🤖 AI Summary
This work addresses the challenge in image editing where object removal, insertion, and relocation are typically modeled separately, hindering coherent handling of physically grounded effects such as shadows and reflections. We propose CrimEdit, a unified diffusion-based framework that jointly trains all three tasks within a single model. Our approach introduces task-specific embeddings and region-aware prompt expansion, integrated with classifier-free guidance to enable fine-grained, controllable editing of both target objects and their derived physical effects. Notably, object relocation is achieved in a single denoising step. Contributions include: (1) the first end-to-end framework unifying removal, insertion, and relocation; (2) an effect-aware controllable generation mechanism; and (3) state-of-the-art performance across all three tasks—without additional training or multi-stage pipelines—while achieving superior editing efficiency and visual fidelity.
📝 Abstract
Recent works on object removal and insertion have enhanced their performance by handling object effects such as shadows and reflections, using diffusion models trained on counterfactual datasets.
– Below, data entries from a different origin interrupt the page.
PR #271, opened 2016-04-24
wip: charts: rewrite bar and line charts using d3

### LINKED ISSUE #253: Bar chart: Increase clickable area for small bars
Currently there's no minimal length of the bars in bar charts, which may result in a chart like below, where I can barely see the amount of the last bar.

screen shot 2016-04-07 at 5 58 42 pm

yagebu:
This removes the "zoom" functionality, which would apply a time filter. It never worked well for me as it was quite hard to hit the right months. I'm planning to implement pan+zoom instead.

Some improvements:
- Rescale on resize and adjust size of bars
- Number of labels to show depends on the width now
- Properly group multiple currencies together, increase mouseover area.
- Use voronoi tessellation to show tooltip for nearest point in line charts.

Fix #253


corani:
Couple of issues:

- Some of the numbers on the Y axis get cut off
- No legend in line chart (Balance sheet)
- Bar charts tooltips show 0, 1 or 2 decimals and no thousands separators
- Line chart tooltips show 9-11 decimals and no thousands separators

yagebu:
> Some of the numbers on the Y axis get cut off

This happens for numbers of which magnitude?

The other issues should be fixed in aefe25dd64e12c7334db53e6b9b97d8f09d80f9c

corani:
See these two examples. In the first, part of the number gets cut off. In the second, part of the minus.

screenshot from 2016-05-01 19 31 59
screenshot from 2016-05-01 19 32 23

corani:
I noticed another, likely related, case. When the X-axis ends with a tick, the number gets cut off as well:

screenshot from 2016-05-01 19 36 58

aumayr:
Thanks @yagebu for the great work on this!

A couple of ideas:
- I don't like the colors. I will try to come up with new suggestions and post a screenshot here.
- In some cases I wish for vertical lines (where the ticks are). Would that be hard to implement?
- In the Chartist-version the currencies in the legend were clickable, so one could hide different currencies. How hard is it to implement this in d3.js as well?

redstreet:
Nice looking charts!
Related ticket: #277. A couple more suggestions (very subjective, please feel free to not take any of these):
- Light gray gridlines usually look smoother and nicer than dotted/broken lines
- the plot looks nicer without the vertical axis line (which is unnecessary)

image


- The legend shows up at an inconvenient spot in the net worth graph. Does the library have a way to auto-place the legend? If not, could we perhaps use intelligent default locations for each plot?

image

PR #279, opened 2016-05-04
Display custom links in the sidebar

aumayr:
#210

This is the successor to #269, where git was messed up by merges/rebases/etc. A lot of discussion can be found in #269.

### DIFF
--- a/fava/application.py
+++ b/fava/application.py
@@ -55,7 +55,7 @@ def load_settings():
     for option in config.list_options:
         if app.config.raw.has_option('fava', option):
             app.config[option] = \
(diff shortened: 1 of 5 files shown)


fava/application.py
```diff
@@ -55,7 +55,7 @@ def load_settings():
     for option in config.list_options:
         if app.config.raw.has_option('fava', option):
             app.config[option] = \
-                app.config.get('fava', option).strip().split("\n")
+                app.config.raw.get('fava', option).strip().split("\n")
```
aumayr: This was a bug in `master`.

Issue #212, opened 2016-03-18
Number should be clickable in Monthly Change view


yegle:
In /account/$ACCOUNT/monthly_changes/ view, the number listed there should be link to a view that list all transactions in that month that affect the balance of this account.

Or better, I'd like to be able to hover on the number and list the transactions in a popup menu.

corani:
This shouldn't be hard, for each cell we have the `account` and the `time`, so we can easily construct a link to `/account/$ACCOUNT/?time=$TIME`, though I suggest to make the entire cell clickable, not just the number.

aumayr:
I don't like popups, but the link sounds good!

aumayr:
@yegle @corani I implemented this in PR #283 

Can you test if this works for you?

corani:
Works for me

Issue #276, opened 2016-05-02
Selected month is off by one


redstreet:
If I type "April 2016" into the time search, the address changes correctly to "?time=April+2016". However, Monthly Expenses and Monthly Income show March 2016.

yagebu:
I can't reproduce this. Is this on `master` or the last release?

redstreet:
I'm running from 567166.

cgrinds:
I'm on master and see the same - when I'm on the Income statement page. `income_statement/?time=May+2016` I see the following
![image](https://cloud.githubusercontent.com/assets/242252/15054833/68c085d4-12d7-11e6-83ad-d64c3c66ddbb.png)

yagebu:
That's quite odd, can you check the source and look for the corresponding chart data, it should look like the following:

    window.chartData.push({"date_format": "MMM YYYY", "interval_totals": [{"begin_date": "2016-05-01", "totals": {"EUR": 35.20}}], "label": "Monthly Net Profit", "type": "bar"})

If that shows the wrong date for you, I don't really understand why I can't reproduce this. Can you give more details how you installed it?

cgrinds:
@yagebu I installed fava from source. Just now, I cloned into a new directory, created a new bean-example file (seed 1), and recreated the problem.

And yes, I see the chart data, but the chart says April 2016, just like the screenshot above.
```
Request made: http://127.0.0.1:5000/example-beancount-file/income_statement/?time=May+2016

    <script>window.chartData.push({"date_format": "MMM YYYY", "interval_totals": [{"begin_date": "2016-05-01", "totals": {"IRAUSD": 1200.00, "USD": -2870.86, "VACHR": -5}}], "label": "Monthly Net Profit", "type": "bar"})</script>


    <script>window.chartData.push({"date_format": "MMM YYYY", "interval_totals": [{"begin_date": "2016-05-01", "totals": {"USD": -5239.70, "VACHR": -5}}], "label": "Monthly Income", "type": "bar"})</script>


    <script>window.chartData.push({"date_format": "MMM YYYY", "interval_totals": [{"begin_date": "2016-05-01", "totals": {"IRAUSD": 1200.00, "USD": 2368.84}}], "label": "Monthly Expenses", "type": "bar"})</script>

```

yagebu:
[...]

PR #283, opened 2016-05-06
Make numbers clickable in Account Monthly Change view

aumayr:
ref #212


yegle:
It looks like there's an off-by-one error:

The old version shows the number correctly for May
screen shot 2016-05-09 at 8 12 05 am

But in the new version same number goes to April
screen shot 2016-05-09 at 8 12 24 am

yagebu:
@yegle #276

Issue #159, opened 2016-02-23
fava on cygwin


redstreet:
This is an installation question. I've been running the erstwhile beancount-web on cygwin fine. The  last version I ran was c95dc (2016-01-09). Unfortunately, I'm unable to install the latest version on Cygwin.

If I install it by running "pip3 install beancount-fava", it fails when trying to compile libxml:
    error: Cygwin gcc cannot be used with --compiler=mingw32

That's a common error, and each solution is fraught with issues. I tried compiling with gcc (that my python interpreter is compiled with) and that failed too. I can't compile with VC++ for many reasons. Note that I have libxml2 installed, and therefore, a compile here should not be needed. Is this because libxml (and not "libxml2") is mentioned as the dependency? I haven't looked.

If I install fava by hand (cloning the repo and running "python3 setup.py install"), it seems to install fine. First issue: both methods of installation should yield the same result. Second issue: when I actually run fava, it shows me a broken barebones page with the correct data but one that seems to have its css missing. I haven't debugged further.

So, summarizing the questions:
- is fava supported on cygwin? Are people running it?
- do I really need python 3.5? I'm running python 3.4 currently
- why does the installation from the repo differ from a PyPI install?
- the issue with fava showing a page without css

redstreet:
Update: tried to install from the repo onto a Linux system, and though the installation went smoothly, I still get a page without the css. The css part is my uneducated guess. Here is a screenshot:

![image](https://cloud.githubusercontent.com/assets/691755/13273033/7055a758-da55-11e5-9ccf-2fdb00b2bd1e.png)

blais:
If the problem is downstream with the Beancount install, please let me know.
You can try installing Beancount using pip3 now, with

  pip3 install beancount

redstreet:
@blais thanks, but I think Beancount looks fine. I installed the latest via pip3 after seeing the latest CHANGES, and everything seems to work fine with it so far.

aumayr:
> is fava supported on cygwin? Are people running it?

I have not tried it yet, but will in a VM. 

> do I really need python 3.5? I'm running python 3.4 currently

Python 3.4 should be fine (the Travis CI tests run for 3.4 and 3.5, and both work)

> why does the installation from the repo differ from a PyPI install?
> the issue with fava showing a page without css

[...]

PR #286, opened 2016-05-08
Documentation: added info on building python egg.

redstreet:
Reference: #159


yagebu:
Wheels are better than eggs for this, so we should explain how to build them instead. I'll  add a sentence about it to the website.

Issue #288, opened 2016-05-08
Please make clicking on the filters labels not clear them


xentac:
50% of the time I click accidentally just to open the menu and instead I clear my filters.  In addition, this makes it harder to use on an android phone (you have to hold till a menu comes up then click out of the menu).

I would really prefer it if there was a button at the top of the list to clear the filter and clicking only opened the menu (in addition to the mouseover so that we support both mouse and touch).

aumayr:
I can see the problem, and an obvious solution (as you suggested):

See PR #290 for a draft and a screenshot.

PR #290, opened 2016-05-09
Add explicit "Clear filter" button to clear filters

aumayr:
ref #288


aumayr:
What do you think about this implementation @xentac?

screenshot

xentac:
I think that's great, though I might put it under the search box so that
search shows up first. My brain didn't like

Link
Text input
Links

aumayr:
screenshot

@xentac now it is below

PR #296, opened 2016-05-25
Replace filter dropdowns with a standard form

yagebu:
Having dropdowns for the filters means that  the inputs aren't keyboard-accesible at all currently. A standard form with inputs provides better usability and is more intuitive IMHO.

- Empty inputs are styled to have a blue background so that they don't look too distracting in the header.
- When they contain some value, they are restyled to look like normal input fields. Makes it easy to spot active filters.
- They can be reached by tabbing and normal form keyboard shortcuts are available.
- The tag and payee filter can take multiple values as a comma separated list.
- `awesomplete` provides completion for the inputs. This looks nicer and is more powerful than the current solution. (actually, since this uses `<datalist>` some basic completion functionality is available even without JS)
- This greatly simplifies the filters frontend code (all filters are just strings now) and all the parsing happens in the backend, where we have tests.

One thing that's worse than before: To filter for transactions without payee, one has to give "," as the filter, otherwise we can't tell if there's no filter or the filter is for "No Payee". One thing we could do is have some string like "No Payee" actually filter for empty payee. I guess the inconsistency is acceptable (I don't think anyone has "No Payee" as the payee actually..). Any suggestions how to better handle this?


aumayr:
I like the idea, and the implementation as well! Works for me! 

What needs polish is the styling. Are you adapting the styling? Or should I have a go at it?

yagebu:
> Or should I have a go at it?

👍

aumayr:
A first go at styling the new filter controls is in the `yagebu-filters`-branch: 

https://github.com/aumayr/fava/tree/yagebu-filters

screenshots

yagebu:
> A first go at styling the new filter controls is in the yagebu-filters-branch: bd39fa6

Mhh, some aspects of this I like very much (the square styling for example or the resizing inputs), for some I very much prefer my earlier version.

It seems to be somewhat widely used, but it doesn't [seem](https://www.quora.com/What-icons-best-represent-filter-refine-in-an-iPhone-app) to be intuitive for myself and others, and I don't really see the point of the funnel icon to represent a filter. It doesn't make any sense as a symbol for it. As the point of this PR was to turn the filters into a more standard UI element, this seems to be a step in the wrong direction. We already have the "Filter" submit button anyway.

Unless there's a much better way than the weird funnel that screams "I'm a text input", I think we should really keep style input fields more like input fields. Sure, it's nice to have a header bar that's one colour, but this is an integral part of the interface and shouldn't be hidden.

yagebu:
@aumayr: The inputs only have to states now: empty (light blue background) and non-empty or active (white background). They still don't look as much as inputs as they could, but anything now would be minor changes that can easily be done separately. I've tried some things, like having a dotted underline on the input but that doesn't work well with our slim header-bar.

We should redesign the header-bar somewhat (no need to look exactly like some other websites...). I think I'll make it slightly taller and a slightly different shade of blue.

corani:
The white background for active filters make them look too much like tabs (since there's no separation with the main body)

yagebu:
> The white background for active filters make them look too much like tabs (since there's no separation with the main body)

#303

aumayr:
I really like how this turned out! 🙂

PR #310, opened 2016-06-01
Add /jump handler to change url query string

yegle:


fava/application.py
```diff
@@ -7,6 +7,7 @@
                    redirect, send_from_directory, g, send_file)
 from flask_babel import Babel
 import markdown2
+import werkzeug
```
corani: Better only import what you need (i.e. werkzeug.urls), instead of everything.

yegle: Fixed, thank you.

aumayr:
@xentac Looks good, thanks! Will merge tomorrow (as I don't have time right now). 

I want to add a test for this, to make sure the function does what it should. Do you know how to add tests? Or should I have a go tomorrow?

yegle:
I don't see a test file for application.py, but I can add one. Should be easy. Will do later today.

yegle:
Hmm I rebased my code to the latest one in master, which seems to confused github's UI.

Anyway I think it's better to squash my commits into one before merging it. I'm not familiar with Github's PR feature, do I need to do the squash, or you can do it on the web UI?

aumayr:
Your rebasing looks good in Github's UI.

Thanks again!

Issue #453, opened 2017-01-03
Filtering by time displays different net worth lines than unfiltered views


xentac:
I have two operating currencies (USD and CAD), this may be contributing.

Looking at an unfiltered net worth graph vs. a filtered one for the same time period gives similarly shaped graphs with different total amounts.

I will try to create a minimal example, but I think I need a few months worth of data... we'll see.

xentac:
I have narrowed this down to the way we calculate net worth at particular dates: https://github.com/beancount/fava/blob/master/fava/core/holdings.py#L184

Turns out that the summarizing code does take into account unrealized transactions, but this net worth code doesn't.  That's why filtering changes the apparent values.  I'm pretty sure the correct way to do this is to drop the FLAG_UNREALIZED check in this case.  The original code was probably copied from the holdings function which correctly ignores unrealized transactions (because the unrealized values are displayed as market value).

Given that this method looks to exist only for displaying the balance chart, I'm going to write a patch to remove the filter.

blais:
So this problem highlights a flaw in Beancount: The idea of materializing
unrealized gains into transactions was probably a mistake.  It fails when
materializing gains at different points in time and it causes the need to
filter those here and there. TBH, it was a bit of an experiment; I wanted
to see if I couldn't keep the reporting code as simple as possible by
converting the flow of transactions in this way, but I think it causes too
many problems.

It seems it would be easier to always do the conversion to market value at
reporting time. Reports that care about market value would explicitly have
to make the conversion when necessary, at the desired date, and I should
add functions to make that super easy (underway in branch "conversions").

Perhaps in the interest of avoiding confusion I should remove the
unrealized_gains plugin?
Any thoughts?

xentac:
Like I had mentioned in the other thread, I agree with the eventual goal
and I still plan on working on it. Until that point I'm going to keep using
my unrealized gains plugin ;). To fix the immediate problem I'll write the
patch, but I do agree more and more that the unrealized plugin probably
isn't best.

yagebu:
Ref. the discussion in #467 - It seems to me that adding unrealized gains at the end of the reporting period is still fine and that the issue here was monthly unrealized gains which `summarize` mangled (as it didn't expect to have to deal with unrealized entries).

@xentac: Without your monthly unrealized plugin, do the net worth charts still look different?

xentac:
[...]

Issue #129, opened 2016-02-15
Balance summaries (balance sheet, trial balance) are based on lot price, not current price


xentac:
I would have expected that the prices at the end of the period would be used in the conversion instead of price when I purchased the commodity.  This way makes it much harder to figure out the state of my accounts.

Is there a reason to do it this way?

I can create an example file to show what I'm talking about if necessary.

yagebu:
From an accounting standpoint, the current behaviour is the correct thing to do. The balance sheet should display the "book value" of your assets (and liabilities), that is the original cost of the asset (minus depreciation possibly). Wikipedia has [more](https://en.wikipedia.org/wiki/Book_value) on the meaning of book value and maybe the [Beancount trading doc](https://docs.google.com/document/d/1WjARst_cSxNE-Lq6JnJ5CC41T3WndEsiMw4d46r2694/edit#heading=h.5o43cxhng7b7) gives some further insight.

I agree with you that it would be useful to have a report that reports the account balances based on the market values (and displays charts based on the market value), but it should be separate.

aumayr:
Can I close this, @xentac?

> I agree with you that it would be useful to have a report that reports the account balances based on the market values (and displays charts based on the market value), but it should be separate.

@yagebu Any ambitions to follow up on that with a PR? If yes: Please create a new ticket for it. If no, just discard this comment :-)

yagebu:
> Any ambitions to follow up on that with a PR? If yes: Please create a new ticket for it. If no, just discard this comment :-)

Will do. Although I haven't really thought about how to best do this, so if anyone else is keen or has some ideas, feel free to work on it.

xentac:
Looking at the trading doc, it pointed me at the unrealized_gains plugin.  This is good enough for my purposes right now.  I'm imagining a modification to the plugin to be able to compute unrealized gains every month (or maybe even every price db entry).

aumayr:
@xentac Please have a look at the new views in the Holdings report

PR #467, opened 2017-01-10
Don't exclude unrealized transactions when calculating net worth

xentac:
Fixes https://github.com/beancount/fava/issues/453.  Seems that filtering unrealized transactions when calculating holdings makes sense, but not when calculating the Balance Sheet's chart's net worth values.

### DIFF
--- a/fava/core/holdings.py
+++ b/fava/core/holdings.py
@@ -180,8 +180,7 @@ def convert_inventory(price_map, target_currency, inventory, date):
 
 def net_worth_at_dates(entries, dates, price_map, options_map):
     transactions = [entry for entry in entries
-                    if (isinstance(entry, Transaction) and
-                        entry.flag != flags.FLAG_UNREALIZED)]
+                    if isinstance(entry, Transaction)]
 
     types = options.get_account_types(options_map)
 


yagebu:
I'm not using the unrealized gains plugin, so I might be wrong here, but as far as I can tell, it will insert only one (set of) transaction(s) after the last transactions. How could this affect the net worth chart (except for maybe the last data point)?

Also, currently (in Fava and Beancount) the net worth for a given operating currency is  the sum (over all holdings) of all market values converted to the operating currency. So it is consistent to use the same list of entries (i.e. all but the unrealized ones) - why should we differ from Beancount here?

xentac:
My unrealized plugin is an improvement on the default one (https://github.com/xentac/beancount-plugins-xentac/blob/master/beancount_plugins_xentac/plugins/unrealized_periodic.py).  It posts unrealized gains every month.  That way I can see how my net worth is affected as time goes on.

Can you point me to the code that uses market value and not cost?  I thought that all commodities were being rendered at cost and not at market value, which is why the unrealized plugin was necessary to begin with.  The whole reason I started using the unrealized plugin was because I was seeing all my commodities at cost and not seeing their market values.

xentac:
(Original discussion where I got this impression https://github.com/beancount/fava/issues/129)

yagebu:
> It posts unrealized gains every month. That way I can see how my net worth is affected as time goes on.

Monthly unrealized gains shouldn't be necessary for the net worth chart as it should already take into account the market value.

> Can you point me to the code that uses market value and not cost?

The `convert_inventory` function in `fava.core.holdings`. It first determines the price (in the cost currency, if there is one), then the price of the cost currency in the target operating currency and calculates "number * price * price_of_cost_currency" (the first two factors are the same as the market value).

> I thought that all commodities were being rendered at cost and not at market value, which is why the unrealized plugin was necessary to begin with.

That's true in e.g. the Balance Sheet and Income Statement but not for the net worth chart, which is a holdings-like report (and calculated as explained in my last post). Sorry that I didn't express this clearly in #129 - there I was only referring to the account tree tables.

xentac:
Ok then.  I see.  I'm a little sad that my net worth is not as high as I thought it was ;)

In that case, I will probably drop my usage of the unrealized plugin.  I am a bit sad that I don't currently have a way to look at an individual account's market value.  But this does fit decently well with my original plan of having a market value vs. cost value toggle on the balance sheet to make it easier to see both sets of values.

If I recalibrate my thinking based on this data, it looks like the balance sheet and account monthly changes/balances display cost value.  What do you think about adding a toggle somewhere that displays market vs cost values everywhere?  It would be less confusing than this half one way and half the other way scenario.

I didn't realize there was already code in fava to do market conversion, a patch like that should be much easier then.

yagebu:
A toggle like you describe would definitely be useful. I'm just not sure where it should go and if it being a "global" thing would be the best idea. 'Balance Sheet' has a specific meaning and if we display the market value it would rather turn into a "holdings account tree" (which would be useful, but maybe belongs on a different report)

> I didn't realize there was already code in fava to do market conversion, a patch like that should be much easier then.

I'm pretty sure there's a function in Beancount that calculates the market value (for the net worth, we might need an additional conversion, so it's done in Fava)

xentac:
See the discussion here: https://groups.google.com/d/msg/beancount/zK6sFnzY4fg/msTTPVDTCwAJ

It does have various ways to do it but nothing canonical and nothing to evaluate at a specific date.  Martin has started to refactor it, but he's not done yet.

I think having separate reports might be a bit tricky because the "holdings account tree" would have to link to a "holdings account journal" but the balance sheet might link to the regular account journal.  That's why I was thinking that an always visible toggle would make the displays less ambiguous.

I'll leave it to Martin to argue whether we should hew strongly to accounting terms with beancount.

yagebu:
There's already a `get_inventory_market_value` function...

xentac:
I'll start a patch that creates a different holdings accounts (maybe call it Market Balances or something) page and adds two new Changes/Balances links in the account journal so we can see what it looks like and kick the can down the road on the global toggle decision.

blais:
prices.get_inventory_market_value() and prices.get_position_market_value() will disappear. They're being refactored into something nicer. Tune in to branch "conversions". I'm removing the various incomplete conversion functions from all over and centralizing them all into beancount.core.convert. (Ongoing.)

However, the performance impact of applying classifier-free guidance to handle object effects across removal and insertion tasks within a unified model remains largely unexplored. To address this gap and improve efficiency in composite editing, we propose CrimEdit, which jointly trains the task embeddings for removal and insertion within a single model and leverages them in a classifier-free guidance scheme -- enhancing the removal of both objects and their effects, and enabling controllable synthesis of object effects during insertion. CrimEdit also extends these two task prompts to be applied to spatially distinct regions, enabling object movement (repositioning) within a single denoising step. By employing both guidance techniques, extensive experiments show that CrimEdit achieves superior object removal, controllable effect insertion, and efficient object movement without requiring additional training or separate removal and insertion stages.